PR #11648, opened 2018-07-24
Fix 11034

### LINKED ISSUE #11034: LintFix config option disappeared in v6?! (ng generate produces invalid code!)
**Using Angular CLI v6.0.5. New Project**

In pre-v6 projects, in `".angular-cli.json"` under `"defaults"` section we had `"lintFix": true` setting, which ensured that after generating new component/service/whatever the linting fixes where performed automatically. Now in new `"angular.json"` (which replaces `".angular-cli.json"`) I can't find similar option. Which is a HUGE problem!

Suppose I have changed linter defaults to prefer "double quotes" for string (whoever said 'single quotes' should be default for TypeScript needs to be fired IMHO). Now every time I generate new component with `ng g component MyNewComponent`, it is created with all 'single quote' strings inside, instead of "double quotes"! And I have to manually fix them every time which is a nightmare! `lintFix` setting solved that in previous CLI versions but now, what is an alternative?!

hansl:
See commits for more information.

Fixes #11034


packages/angular/cli/models/architect-command.ts
```diff
@@ -88,8 +88,30 @@ export abstract class ArchitectCommand extends Command<ArchitectCommandOptions>
...
+          if (builder === null) {
+            builder = targetDesc.builder;
+          }
+          if (targetDesc.builder !== builder) {
+            isSameBuilder = false;
+          }
+        }
+
+        if (!isSameBuilder) {
+          throw new Error('Architect commands with multiple targets cannot specify overrides.'
```
filipesilva: Can you change this error message to indicate that the problem is not the multiple targets, but rather that they have different builders?

tests/legacy-cli/e2e/tests/generate/lint-fix.ts
```diff
@@ -14,13 +14,10 @@ export default function () {
...
   }`;
 
-  // TODO(architect): reenable after figuring out what happens to --lint-fix.
-  return;
-
   return Promise.resolve()
 
     // setup a double-quote tslint config
-    .then(() => writeFile('src/app/tslint.json', nestedConfigContent))
+    .then(() => writeFile('tslint.json', nestedConfigContent))
```
filipesilva: Nit: being at toplevel means it's not a tested config anymore.

packages/angular/cli/models/architect-command.ts
hansl: Done.

tests/legacy-cli/e2e/tests/generate/lint-fix.ts
hansl: Done.

PR #11649, opened 2018-07-25
fix: suggest windows-compatible typescript install command

alirezamirian:
Specifying version range in single quote doesn't work in windows CMD and it returns:
> The system cannot find the file specified.


alirezamirian:
Done. Sorry for the delay.

PR #11654, opened 2018-07-25
fix(@schematics/angular): update Angular to 6.1 for new projects

clydin:
Blocked on an Angular 6.1 final release


packages/schematics/angular/utility/latest-versions.ts
```diff
@@ -8,10 +8,10 @@
 
 export const latestVersions = {
   // These versions should be kept up to date with latest Angular peer dependencies.
-  Angular: '^6.0.3',
+  Angular: '^6.1.0',
```
filipesilva: This change will have to be a `feat()` since it changes the generated project.

clydin: done.

PR #11670, opened 2018-07-26
fix(@schematics/angular): increase version range for TypeScript

sarunint:


clydin:
Note that TS is used internally by the Angular schematics and is not required to be in lockstep with the version used to build the application.  (It would be preferable however).

@Brocco can you check to make sure that TS 2.9.2 will work with the transforms used in the Angular schematics?

hansl:
If the e2e tests pass this is good enough of a test for me.

PR #11680, opened 2018-07-27
Fix 11658

### LINKED ISSUE #11658: clarification: is ng update on 6.1.0 now connecting to cloudflare?
Hi, I use angular behind a corp firewall and after upgrading to 6.1.0 cli `ng update` I'm seing that the cli is trying to connect to a cloudflare ip:
```sh
cliente ➜ ng update
connect ECONNREFUSED 104.16.18.35:443
cliente ➜ 
```

this was not happening prior to 6.1.0. What is the cli trying to do with cloudflare? is this really necessary?

hansl:
fix(@schematics/update): use npm get for everything except _authToken 

For _authToken we read the npmrc in the global. We might need a better global solution
for other flags, but this will have to do for now.

Fixes #11658


filipesilva:
Somewhat related PR https://github.com/angular/angular-cli/pull/11659

clydin:
It's also closed now :)

packages/schematics/update/update/npm.ts
```diff
@@ -44,18 +113,10 @@ function getNpmConfigOption(
...
-
-  const optionValue = npmConfig && npmConfig[fullOption];
-  if (optionValue == undefined || optionValue == null) {
-    subject.next();
-  } else {
-    subject.next(optionValue);
-  }
-
-  subject.complete();
+  value = fullOption == '_authToken'
```
clydin: this should probably be `option.startsWith('_')`

hansl: Done. Investigating CI failures then I'll repush.

clydin: That should fix at least some of them.

Issue #11687, opened 2018-07-27
Version 6.1.0 not downward compatible 


NCC1701M:
### Bug Report or Feature Request (mark with an `x`)
```
- [X] bug report -> please search issues before submitting
- [ ] feature request
```

### Command (mark with an `x`)
At least!!!
```
- [ ] new
- [X] build
- [ ] serve
- [ ] test
- [ ] e2e
- [ ] generate
- [ ] add
- [ ] update
- [ ] lint
- [ ] xi18n
- [ ] run
- [ ] config
- [ ] help
- [x] version
- [ ] doc
```

### Versions
Node: v8.11.2
npm: 5.6.0
ng: 6.1.1 (globale) 1.6.0 (locale)

#### Information
ng --version fails, too.

### Repro steps
- Use a Angular 5 project with cli ^1.6.0
- Install cli 6.1.1 globale `ng i -g @angular/cli@latest`
- Try to build A5 project

### The log given by the failure (ng build)
<pre>
C:\Temp\MyProject\node_modules\@angular\cli\ember-cli\lib\ui\index.js:56
    this.outputStream.write(data);
                      ^

TypeError: Cannot read property 'write' of undefined
    at UI.write (C:\Temp\MyProject\node_modules\@angular\cli\ember-cli\lib\ui\index.js:56:23)
    at UI.writeLine (C:\Temp\MyProject\node_modules\@angular\cli\ember-cli\lib\ui\index.js:69:8)
    at callback (C:\Temp\MyProject\node_modules\@angular\cli\tasks\build.js:44:29)
    at emitRecords.err (C:\Temp\MyProject\node_modules\webpack\lib\Compiler.js:265:13)
    at Compiler.emitRecords (C:\Temp\MyProject\node_modules\webpack\lib\Compiler.js:371:38)
    at emitAssets.err (C:\Temp\MyProject\node_modules\webpack\lib\Compiler.js:258:10)
    at applyPluginsAsyncSeries1.err (C:\Temp\MyProject\node_modules\webpack\lib\Compiler.js:364:12)
    at next (C:\Temp\MyProject\node_modules\tapable\lib\Tapable.js:218:11)
    at Compiler.compiler.plugin (C:\Temp\MyProject\node_modules\webpack\lib\performance\SizeLimitsPlugin.js:99:4)
    at next (C:\Temp\MyProject\node_modules\tapable\lib\Tapable.js:220:14)
[...]

PR #11690, opened 2018-07-27
fix(@angular/cli): properly bootstrap 1.x from global 6.x

clydin:
Fixes: #11687


hansl:
@alexeagle Some context; this code is (mostly) still from Ember CLI, and we just been fixing it instead of reworking it.

PR #12743, opened 2018-10-24
Add and edit docs for generate subcommands 

jbogarthyde:
WIP - transfer edited doc content for generation schematics from draft to source files

### DIFF
--- a/packages/schematics/angular/application/schema.json
+++ b/packages/schematics/angular/application/schema.json
@@ -3,14 +3,15 @@
   "id": "SchematicsAngularApp",
   "title": "Angular Application Options Schema",
   "type": "object",
+  "description": "Generates a new basic app definition in the \"projects\" subfolder of the workspace.",
   "properties": {
     "projectRoot": {
-      "description": "The root directory of the new application.",
+      "description": "The root folder of the new app.",
       "type": "string",
       "visible": false
     },
     "name": {
-      "description": "The name of the application.",
+      "description": "The name of the new app.",
       "type": "string",
       "$default": {
         "$source": "argv",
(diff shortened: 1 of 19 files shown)


packages/schematics/angular/guard/schema.json
```diff
@@ -15,18 +16,18 @@
     },
     "spec": {
       "type": "boolean",
-      "description": "Specifies if a spec file is generated.",
+      "description": "When true (the default), generates a  \"spec.ts\" test file for the new guard.",
```
alan-agius4: Nit: would be nice to have the same descriptions for the same flag. 

For instance sometimes, it is `"When true, generates...`` and sometimes it is `When true (the default), generates ..`

alan-agius4:
@jbogarthyde, Can you please rebase?

packages/schematics/angular/application/schema.json
```diff
@@ -3,14 +3,15 @@
   "id": "SchematicsAngularApp",
   "title": "Angular Application Options Schema",
   "type": "object",
+  "description": "Generates a new basic app definition in the \"projects\" subfolder of the workspace.",
   "properties": {
     "projectRoot": {
-      "description": "The root directory of the new application.",
+      "description": "The root folder of the new app.",
```
alan-agius4: just a small nit, but in general we use `directory` instead of `folder` as terminology

jbogarthyde: Jury is out on this one. I tend to prefer folder. 
@jenniferfell 
The Author's Style Guide does not address the issue -- and in fact, that page uses "folder" 19 times and "directory" 12 times - sometimes in the same sentence.

jbogarthyde:
Moved these commits to docs-preview branch - PR Docs preview #12837

PR #12753, opened 2018-10-25
feat(@angular/cli): autodetect default package manager

clydin:


packages/angular/cli/utilities/check-package-manager.ts
```diff
@@ -5,49 +5,54 @@
...
-          }
-        }
-      });
 }
 
-function checkYarn() {
-  return execPromise('yarn --version')
-    .then(() => true, () => false);
-}
+export function getPackageManager(root: string): string {
```
filipesilva: Filename suggests the main export is `checkPackageManager` but instead it is `getPackageManager`. One of these should probably change. From the code, it looks like `getPackageManager` is the right name.

packages/angular/cli/utilities/config.ts
```diff
@@ -151,7 +151,7 @@ export function getProjectByCwd(workspace: experimental.workspace.Workspace): st
   }
 }
 
-export function getPackageManager(): string {
+export function getPackageManager(): string | null {
```
filipesilva: Maybe this should change to `getConfiguredPackageManager ` to avoid confusion?

clydin: Done.

packages/angular/cli/utilities/check-package-manager.ts
clydin: Done.

PR #12762, opened 2018-10-26
Updated Readme with correct node and npm versions

ausshadu:


filipesilva:
Heya, it's true that these versions are wrong but you are updating an old branch (6.0.x). The readme that users see on this repository is newer and doesn't show these anymore, so I don't think we need to change it. Thanks for trying to help us though!

PR #12768, opened 2018-10-26
fix(@schematics/angular): update `@angular-devkit/build-ng-packagr` w…

### LINKED ISSUE #12642: ng-packagr was not updated
```
- [ ] feature request
```

```
- [ ] new
- [ ] build
- [ ] serve
- [ ] test
- [ ] e2e
- [ ] generate
- [ ] add
- [x] update
- [ ] lint
- [ ] xi18n
- [ ] run
- [ ] config
- [ ] help
- [ ] version
- [ ] doc
```

### Desired functionality
I just updated to 7.0.0 using command `ng update @angular/cli @angular/core`.
But `ng-packagr` was not updated and also there was problem with `tsickle` versioning.
Now since `ng-packagr` is used for generating library it should be updated as well.

alan-agius4:
…hen migrating

Closes #12642

### DIFF
--- a/packages/schematics/angular/migrations/migration-collection.json
+++ b/packages/schematics/angular/migrations/migration-collection.json
@@ -24,6 +24,11 @@
       "version": "7.0.4",
       "factory": "./update-7",
       "description": "Update an Angular CLI project to version 7."
+    },
+    "migration-06": {
+      "version": "7.0.3",
+      "factory": "./update-7/index#updateDevkitBuildNgPackagr",
+      "description": "Update an Angular CLI project to version 7."
     }
   }
 }
--- a/packages/schematics/angular/migrations/update-7/devkit-ng-packagr.ts
+++ b/packages/schematics/angular/migrations/update-7/devkit-ng-packagr.ts
@@ -1,0 +1,33 @@
+/**
+ * @license
+ * Copyright Google Inc. All Rights Reserved.
+ *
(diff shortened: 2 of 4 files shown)


packages/schematics/angular/migrations/migration-collection.json
```diff
@@ -19,6 +19,11 @@
       "version": "7.1.0-beta.0",
       "factory": "./update-7/index#typeScriptHelpersRule",
       "description": "Update an Angular CLI project to version 7."
+    },
+    "migration-05": {
+      "version": "7.0.3",
```
filipesilva: Yesterday we were talking about not adding migrations on minors/patch versions, so I'm not sure if we should add this one.

alan-agius4: In that case maybe I should add it as `7.1.0-beta.0`, what do you reckon?

clydin: I think this is really fixing a deficiency in the 7.0 update process.  So it would make sense to have it in a 7.0 patch release so that anyone updating from earlier majors will immediately benefit.

filipesilva: So the logic is that newly updated projects (6->7) will include this migration, but that we don't expect users to run update from 7->7 and to get it, right? I'm ok with that.

PR #12783, opened 2018-10-29
fix(@angular/cli): support all single dashes prefixed arguments

### LINKED ISSUE #12771: 'ng serve' fails with -c option
```
- [ ] feature request
```

```
- [ ] new
- [ ] build
- [x ] serve
- [ ] test
- [ ] e2e
- [ ] generate
- [ ] add
- [ ] update
- [ ] lint
- [ ] xi18n
- [ ] run
- [ ] config
- [ ] help
- [ ] version
- [ ] doc
```

### Versions

* node version: 9.5.0
* npm version: 5.6.0
* angular version: 7.0.1 (with cli 7.0.3)

### Repro steps

I just had, when on v6.4.x (and below) the following:
`
ng serve--aot -c=uat --port=4201
`
and it worked fine.

When i upgraded, the CLI outputed this:

```
ng serve --aot -c=uat --port 4201
Unknown option: '--c'
```

Note that it had 2 '-' in the output of the CLI.

A workaround is to use `--configuration` option, but the shortcut is broken.

### LINKED ISSUE #12861: unable to install angular cli
kindely get solution to this error

i installed node and then installing angular

npm install -g @angular/cli
after that if it is installed correclty or not checking purpose i m using ng -v command it is unable to display the angular cli picture
screenshot 1

alan-agius4:
Fixes #12771
Fixes #12861

Also fixes issue that when you execute a pass an alias with a single `-` and doesn't exist. it will print out an alias with two `--`

```
ng build -x
Unknown option: '--x'
```


packages/angular/cli/models/parser_spec.ts
```diff
@@ -128,6 +128,7 @@ describe('parseArguments', () => {
     '--e3 true': { e3: true },
     '--e3=true': { e3: true },
     'a b c 1': { p1: 'a', p2: 'b', '--': ['c', '1'] },
+    '-p=1 -c=prod': {'--': ['-p=1', '-c=prod'] },
```
hansl: You're only adding tests for the last change, not the whole thing. Could you add the following test cases:

- `--p --c`
- `--p 123`
- `--p -c`
- `-p --c`
- `-p --c 123`
- `--c 123 -p`

? See if this works.

alan-agius4: @hansl, sure thing. I added the requested tests.

PR #12787, opened 2018-10-29
refactor: use `createConsoleLogger` and remove duplicate code

alan-agius4:


packages/angular_devkit/core/node/cli-logger.ts
```diff
@@ -32,7 +32,8 @@ export function createConsoleLogger(
           color = terminal.white;
           break;
         case 'warn':
-          color = (x: string) => terminal.bold(terminal.yellow(x));
+          color = terminal.yellow;
```
clydin: lost the bold here.

alan-agius4: updated

PR #12789, opened 2018-10-29
style: add comments in tslint.json

alan-agius4:
tslint does support comments in json


filipesilva:
@hansl I think there was a reason why we didn't use these comments overall. Do you remember anything?

alan-agius4:
@filipesilva, I think the reason was that along time ago tslint didn't support comments in json.

hansl:
Yeah and some people were complaining their editor was not compatible. I'm okay with this change though.

PR #12793, opened 2018-10-29
fix(@angular/cli): handle case senstive aliases

### LINKED ISSUE #12780: cli 7.0.3 '-S' flag creates inline-style project (--inline-style) instead of (--skip-tests)
```
- [ ] feature request
```

```
- [X] new
- [ ] build
- [ ] serve
- [ ] test
- [ ] e2e
- [ ] generate
- [ ] add
- [ ] update
- [ ] lint
- [ ] xi18n
- [ ] run
- [ ] config
- [ ] help
- [ ] version
- [ ] doc
```

### Versions
macOS Mojave (10.14)

### Repro steps
**ng new project -S**

The project will be created with (--inline-style) and it will skip the CSS file, instead of the spec.ts file (--skip-tests)

If a new project is created without the '-S' flag then the CSS file is created. 

### Desired functionality
the '-S' flag should skip the spec.ts file from being installed

screen shot 2018-10-28 at 5 24 01 am

alan-agius4:
Closes #12780

Not sure for we can handle something like `noS` as at the moment this will eventually converted to `s`

### DIFF
--- a/packages/angular/cli/models/parser.ts
+++ b/packages/angular/cli/models/parser.ts
@@ -29,10 +29,10 @@ function _coerceType(str: string | undefined, type: OptionType, v?: Value): Valu
       }
 
       return _coerceType(str, OptionType.Boolean, v) !== undefined
-           ? _coerceType(str, OptionType.Boolean, v)
-           : _coerceType(str, OptionType.Number, v) !== undefined
-           ? _coerceType(str, OptionType.Number, v)
-           : _coerceType(str, OptionType.String, v);
+        ? _coerceType(str, OptionType.Boolean, v)
+        : _coerceType(str, OptionType.Number, v) !== undefined
+          ? _coerceType(str, OptionType.Number, v)
+          : _coerceType(str, OptionType.String, v);
 
     case OptionType.String:
       return str || '';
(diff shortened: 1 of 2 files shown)


packages/angular/cli/models/parser.ts
```diff
@@ -93,21 +93,28 @@ function _coerce(str: string | undefined, o: Option | null, v?: Value): Value |
 
 
 function _getOptionFromName(name: string, options: Option[]): Option | undefined {
-  const cName = strings.camelize(name);
+  const camelName = strings.STRING_CAMELIZE_REGEXP.test(name)
```
alan-agius4: Not sure if I just check for `-`.

packages/angular/cli/models/parser.ts
```diff
@@ -93,21 +93,28 @@ function _coerce(str: string | undefined, o: Option | null, v?: Value): Value |
...
-    if (option.aliases.some(x => x == name || x == cName)) {
+    if (option.aliases.some(x => x === name || x === camelName)) {
       return option;
     }
   }
 
   return undefined;
 }
 
+function removeLeadingDashes(key: string): string {
```
hansl: non-exported functions should start with a `_`.

alan-agius4: Updated.

PR #12806, opened 2018-10-30
fix(angularMajorCompatGuarantee): add check for range === null fixes #12644

### LINKED ISSUE #12644: Updating Angular CLI & Core: "Cannot read property 'split' of null"
```
- [ ] feature request
```

```
- [ ] new
- [ ] build
- [ ] serve
- [ ] test
- [ ] e2e
- [ ] generate
- [ ] add
- [X] update
- [ ] lint
- [ ] xi18n
- [ ] run
- [ ] config
- [ ] help
- [ ] version
- [ ] doc
```

### Versions

- Node version: 8.11.4
- npm version: 6.4.1
- Angular version: 6.1.8
- Angular CLI version: 6.2.3
- OS: Windows 10 x64
- (rxjs: 6.2.2)
- (typescript: 2.9.2)

### Repro steps
Using Angular with Angular Fire, Angular Flex, ngxs, firebase, rxjs.
Ran command:
`ng update @angular/cli @angular/core`

Only got this one line, nothing else:
`Cannot read property 'split' of null`

### Desired functionality
A working update would be the best, at least some more details on why Angular couldn't be updated would be nice.

tkrugg:
- Is there any better way to handle this check with typescript?
- I didn't find any tests targeting specifically peer dependencies. Can you point me at it?
- is there any linter formatter I should ran?


tkrugg:
I've signed it

packages/schematics/update/update/index.ts
```diff
@@ -33,6 +33,9 @@ type PeerVersionTransform = string | ((range: string) => string);
 // We export it to allow for testing.
 export function angularMajorCompatGuarantee(range: string) {
   range = semver.validRange(range);
```
alan-agius4: Can we understand why `range` is invalid in the first place? what the the inputted value?

tkrugg: when running `ng update`, the range variable takes the values of all the ranges found in the package files of your dependencies. They may and may not be valid ranges for semver (the very reason .validRange is called here I suppose).

If we put that aside.  Strictly speaking, the code fail prone written as is:
```js
const output = semver.validRange(range) // output === null
...
semver.validRange(output) // fails
```

alan-agius4:
Can you please rebase?

tkrugg:
rebased

mgechev:
@tkrugg the build is still failing. Would you fix the typing errors?

packages/schematics/update/update/index.ts
```diff
@@ -33,6 +33,9 @@ type PeerVersionTransform = string | ((range: string) => string);
...
+  if (range === null) {
```
alan-agius4: I think in here, we should return the non mutated `range` as like this you are returning `null` which is also bypassing TypeScript type inference as this method shouldn't return `null`.

The problem here is the `range` is being mutated. I think the actual code should be something along;

```ts
export function angularMajorCompatGuarantee(range: string): string {
  let newRange = semver.validRange(range);
  if (!newRange) {
    return range;
  }

  let major = 1;
  while (!semver.gtr(major + '.0.0', newRange)) {
    major++;
    if (major >= 99) {
      // Use original range if it supports a major this high
      // Range is most likely unbounded (e.g., >=5.0.0)
      return newRange;
    }
  }

  // Add the major version as compatible with the angular compatible, with all minors. This is
  // already one major above the greatest supported, because we increment `major` before checking.
  // We add minors like this because a minor beta is still compatible with a minor non-beta.
  for (let minor = 0; minor < 20; minor++) {
    newRange += ` || ^${major}.${minor}.0-alpha.0 `;
  }

  return semver.validRange(newRange) || range;
}
```

alan-agius4:
@tkrugg can you check the above comment?

Thank you.

packages/schematics/update/update/index.ts
tkrugg: agreed, changed it 
Sorry for missing your reply.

□ □ □ □

(Exercise) Only lines holding the word "globale" belong in the answer; copy all of them from the records.

(Written answer)
ng: 6.1.1 (globale) 1.6.0 (locale)
- Install cli 6.1.1 globale `ng i -g @angular/cli@latest`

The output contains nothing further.